Still, a ballpoint pen nicely illustrates the Law. As Petroski writes: "If in retracting the ballpoint we resist clicking the button quickly and hold our thumb on it to feel the force of the spring, we will sense it getting weaker as the spring gets longer." To that, I'd like to add the little game I'm always playing with these ballpens. Hold one upright on a table, button down, and press till the button is fully depressed. Let go and let the spring launch the pen like a tiny rocket. You'll find it rises substantially more if the pushback is while retracting the nib, as opposed to exposing it. Why?

Blame the force intrinsic to the spring's compression, and think how much compression happened in each case. F = ma, Petroski reminds us; force is mass multiplied by acceleration, the equation familiar to science and engineering students everywhere. So, a lesser force on the same mass produces less acceleration. Now you can explain your ballpoint rocket's respective launches.

Petroski sees force in everyday objects, including coils of spring, and regales us with their stories.
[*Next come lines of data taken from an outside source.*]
PR #3483, opened 2025-05-13
refactor(frontend): contribution page and some graphql code in backend used by the page

einhornimmond:
- replace `deadbeef` with `decafcab`
- replace `status` with `contributionStatus` to have the same name in entity, graphql and frontend
- replace `creationDate` with `contributionDate` to have the same name in entity, graphql and frontend
- move user attributes in Contribution into separat user object
- move email into user.emailContact
- reduce code duplication in Contribution with extending UnconfirmedContribution and inherit attributes both share
- use user direct from dbContribution instead of separat parameter, auto load with Field-Resolver when missing and requested
- use naming schema with db as prefix for entity objects in Contribution, ContributionMessage and UnconfirmedContribution
- move currentPage, pageSize and order into Pagination object
- use small, specialized functions for listContributions and listAllContributions for getting data from db rather than extend the already complex findContributions further to support 
- remove tests and parameter in resolver for listContributions and listAllContributions with statusFilter, because it isn't used at all from frontend 
- move sort logic for listContributions from frontend into backend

There's a lot else in this book. Part of its charm is in how Petroski riffs from science into utterly unexpected areas. Check his explanation for supermarket layouts, as pioneered by the founder of the Piggly Wiggly chain – including speculation on that name itself. But part of it is also in how Petroski sees force in every direction, and regales us with its particular story, every time.

Which is how he got me thinking about my little rocket game, and the way I rush from a flight. I'm not complaining, though I promise to be more leisurely after my next flight.

Once a computer scientist, Dilip D'Souza now writes on mathematics, among other things.